Dataset excerpts:
PR #459, opened 2018-02-04
Bug/19060 remember group filtering

pris54:
Depends on PR #453 - (now merged)
Remember group filters and output when sorting lists.


admin/assets/javascripts/group-filters.js
```diff
@@ -3,36 +3,124 @@
...
+        // groupFilters.setGroupIds('add', $(this).val())
+        groupFilters.updateSortingLink('add', $(this).val())
       } else {
+        $(this).attr('data-checked', false)
         groupIds.splice($.inArray($(this).val(), groupIds), 1)
+        // groupFilters.setGroupIds('remove', $(this).val())
+        groupFilters.updateSortingLink('remove', $(this).val())
       }
-      tableRowVisibility(groupIds)
+      console.log('===== GROUP IDS', groupIds)
```
jon-shipley: This debug could be removed I suspect

admin/gulpfile.js
```diff
@@ -13,8 +13,9 @@ const jsBundleFiles = [
   './assets/javascripts/details.polyfill.js',
   './assets/javascripts/global-scripts.js',
   './assets/javascripts/jquery-modal.js',
-  './assets/javascripts/custom-file-upload.js',
-  './assets/javascripts/group-filters.js'
+  './assets/javascripts/custom-file-upload.js'
+  // ,
+  // './assets/javascripts/group-filters.js'
```
jon-shipley: Is this needed or not?

admin/services/data-access/group.data.service.js
```diff
@@ -304,16 +304,39 @@ groupDataService.sqlMarkGroupAsDeleted = async (groupId) => {
...
+      }
+      params.push({
+        name: `p${index}`,
+        value: ids[index].group_id,
+        type: TYPES.Int
+      })
+    }
+  }
+  whereClause += ')'
+  sql += whereClause
```
jon-shipley: Please use `sqlService.buildParameterList` if possible.

admin/spec/service/group.service.spec.js
```diff
@@ -71,6 +96,18 @@ describe('group.service', () => {
       expect(group).toEqual(groupMock)
       done()
     })
+
+    it('should return an error if schoolId or groupId are missing', async (done) => {
+      const groupId = '123456abcde'
+      const schoolId = null
+      try {
+        await groupService.getGroupById(groupId, schoolId)
```
jon-shipley: You need `fails` in *all* tests that are expecting a throw condition, to safe-guard against the error not being thrown.

E.g.
```
try {
   await service.doSomethingThatWeExpectToThrow(badArg)
   fail('expected to throw') // <------ this line
} catch (error) {
   expect(...)
}
```

admin/spec/service/group.service.spec.js
```diff
@@ -71,6 +96,18 @@ describe('group.service', () => {
...
+        done()
```
jon-shipley: Calling done from both code paths is unusual.  Either call it once at the end of the script, or don't have it in if it's not needed (as here)

admin/services/group.service.js
```diff
@@ -86,4 +86,17 @@ groupService.create = async (groupName, groupPupils, schoolId) => {
...
 }
 
+/**
+ * Find groups that have pupils that can get PINs assigned.
+ * @param schoolId
+ * @param pupils
+ * @returns {Promise<*>}
+ */
+groupService.findGroupsByPupil = async (schoolId, pupils) => {
+  if (pupils.length < 1) {
```
GuyHarwood: what if schoolId is undefined?

admin/services/pin-generation.service.js
```diff
@@ -62,11 +62,9 @@ pinGenerationService.getPupils = async (dfeNumber, sortField, sortDirection) =>
  * @param pupils
  * @returns {Promise<*>}
  */
-pinGenerationService.filterGroups = async (schoolId, pupils) => {
-  let pupilIds = ''
-  if (pupils.length > 0) {
-    pupils.map(p => { if (p.group_id) pupilIds += "'" + p.group_id + "', " })
-    pupilIds = pupilIds.length > 0 ? pupilIds.substr(0, pupilIds.length - 2) : ''
+pinGenerationService.filterGroups = async (schoolId, pupilIds) => {
+  if (pupilIds.length < 1) {
```
GuyHarwood: what does return false do in this context?

admin/spec/service/group.service.spec.js
```diff
@@ -57,6 +70,18 @@ describe('group.service', () => {
       expect(pupils).toEqual(pupilsMock)
       done()
     })
+
+    it('should return an error if schoolId is missing', async (done) => {
+      const schoolId = null
+      const groupIdToExclude = 1
+      try {
+        await groupService.getPupils(schoolId, groupIdToExclude)
+        done()
```
GuyHarwood: this will silently fail if an error is not thrown.  you should do something like this `fail('error not thrown')`

admin/spec/service/group.service.spec.js
```diff
@@ -137,6 +193,28 @@ describe('group.service', () => {
       })
     })
 
+    describe('unhappy path', () => {
+      beforeEach(() => {
+        service = proxyquire('../../services/group.service', {
```
GuyHarwood: you shouldnt need proxyquire, it was only needed for mongoose.

admin/assets/javascripts/global-scripts.js
```diff
@@ -377,4 +444,42 @@ $(function () {
...
+  /**
+   * Filtering pupils by group.
+   */
+  if ($('#filterByGroup').length > 0) {
+    var groupIds = []
+    var activeGroupsIds = groupFilters.findActiveGroups()
+
+    if (activeGroupsIds) {
+      $('#filter-content').removeClass('hidden')
+      var groupIdsArr = decodeURIComponent(activeGroupsIds).split(',')
```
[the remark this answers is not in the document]
pris54: @jon-shipley Initially this filter was meant to be a hide/show solution, however we lose the filter selections when the lists are re-sorted (a GET request), the only way to pass data is the URL. This can be manipulated as any of the other URL parameters passed.

admin/assets/javascripts/group-filters.js
```diff
@@ -3,36 +3,124 @@
...
+      }
+    }
+  }
+
   /**
    * Filtering pupils by group.
    */
   if ($('#filterByGroup').length > 0) {
     var groupIds = []
+    var activeGroupsIds = groupFilterss.findActiveGroups()
```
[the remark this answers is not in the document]
pris54: @jon-shipley it seems you're reviewing old code.

admin/assets/javascripts/group-filters.js
pris54: @jon-shipley it seems you're reviewing old code.

admin/gulpfile.js
pris54: Those lines have been removed.

admin/spec/service/group.service.spec.js
pris54: Unit tests have been updated in the parent PR.

admin/spec/service/group.service.spec.js
pris54: Unit tests have been updated in the parent PR. The current coverage is 97+%

admin/spec/service/group.service.spec.js
pris54: Removed in parent PR

admin/services/pin-generation.service.js
pris54: Replaced with empty array

admin/assets/javascripts/group-filters.js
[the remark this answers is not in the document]
GuyHarwood: @pris54 Does that mean there is a newer edit in another branch? or you have updated that line of code in this branch?

admin/spec/service/group.service.spec.js
GuyHarwood: @pris54 i'm pretty confused by this old code/parent PR thing.  what's going on here?  are you managing 2 pieces of work? if so, how come we are adding this in one branch and modifying in another?

pris54: @GuyHarwood This PR depends on PR 453 which I was expecting it would be merged long ago, but it hasn't hence I'm finding myself having to maintain this dependency.

PR #837, opened 2018-09-21
removing empty related section from privacy pagew

activemq:


pupil-spa/src/app/privacy/privacy.component.html
```diff
@@ -175,10 +175,7 @@ <h2 class="heading-small heading-contents" id="info">Further information</h2>
       </p>
     </div>
 
-    <div class="column-one-third related">
```
jon-shipley: If you remove the entire column then the LHS will spill over into this column.  Suggest you leave it in, just remove the header.

activemq: Ok sounds good

activemq:
@jon-shipley Can you re-review please

PR #838, opened 2018-09-24
Feature/24340 sample queue messages

GuyHarwood:
Documentation on queues / messaging and its processing.


functions/completed-checks/sample.data.json
```diff
@@ -0,0 +1,75 @@
+{
```
GeorgeChatzigiannis: @GuyHarwood the following data are not accessible via local storage: `schoolPin `, `pupilPin `, `firstName `, `lastName `, `dob `
Also it seems `audit`, `answers`, `inputs` are missing

GuyHarwood: good catch.  pupil details removed, will add missing data.

PR #840, opened 2018-09-25
Bug/24469 view details not working in safari

danwilliams:


GeorgeChatzigiannis:
@danwilliams Assuming all browsers are compatible with this, approved.

danwilliams:
@GeorgeChatzigiannis The polyfill I added is an updated version of the original one - that had problems with the click events; this one works directly, without ‘changing’ the code as had to be done for the previous one.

Directions for this task:
Your answer should be one number: the count of lines in the records above that contain "false".

Task solution:
2